Utilization measures how much of a computer's resources are used, usually given as a percentage. A fully utilized computer running at its maximum capacity has a high percentage, while an idle computer with no utilization has a lower percentage.
The relationship between power and utilization is not proportional. Mathematically speaking, proportionality between two variables means their ratios are equivalent. For example, at 0% utilization, a computer can draw 100W; at 50%, it draws 180W; and at 100%, it draws 200W. The relationship between power consumption and utilization is not linear and does not cross the origin.

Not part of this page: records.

PR #60, opened 2017-05-19
fix: hoist statement counter for class variables

### LINKED ISSUE #59: Class variable instrumentation breaks name inferences
This function starts to return `false` after instrumentation:

```js
function test () {
  var foo = class {};
  var bar = class baz {};
  var qux = class { static name() {} };
  return foo.name === "foo" &&
         bar.name === "baz" &&
         typeof qux.name === "function";
}
```

This is the test for *variables (class)* in the [`node-compat-table` for function names](http://node.green/#ES2015-built-in-extensions-function--name--property). [See source](https://github.com/kangax/compat-table/blob/c0a3b882b27e4e9f4ef449a1c985ee7857326b94/data-es6.js#L13009:L13016).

Because of this, the more we utilize a computer, the more efficient it becomes at converting electricity to practical computing operations. One way to improve hardware efficiency is to run the workload on as few servers as possible, with the servers running at the highest utilization rate, maximizing energy efficiency.
Static power draw
The static power draw of a computer is how much electricity is drawn when in an idle state. The static power draw varies by configuration and hardware components, but all parts have some static power draw. This is one of the reasons that PCs, laptops, and end-user devices have power-saving modes. If the device is idle, it will eventually trigger a hibernation mode and put the disk and screen to sleep or even change the CPU's frequency. These power-saving modes save on electricity, but they have other trade-offs, such as a slower restart when the device wakes up.
Servers are usually not configured for aggressive or even minimal power saving. Many use cases running on servers demand total capacity as quickly as possible because the server needs to respond to rapidly changing demands, which leads to many servers in idle modes during low-demand periods. An idle server has a carbon cost from both the embedded carbon as well as its inefficient utilization.
- Electricity is a proxy for carbon, so building an application that is energy efficient is equivalent to building an application that is carbon efficient.
- Green software takes responsibility for its electricity consumption and is designed to consume as little as possible.
- Quantifying the energy consumption of an application is a step in the right direction to start thinking about how an application can operate more efficiently. However, understanding your application's energy consumption is not the only story. The hardware your software is running on uses some of the electricity for operational overhead. This is called power usage efficiency (PUE) in the cloud space.
- The concept of energy proportionality adds another layer of complexity since hardware becomes more efficient at turning electricity into useful operations the more it's used.
- Understanding this gives green software practitioners a better insight into how their application behaves with respect to energy consumption in the real world.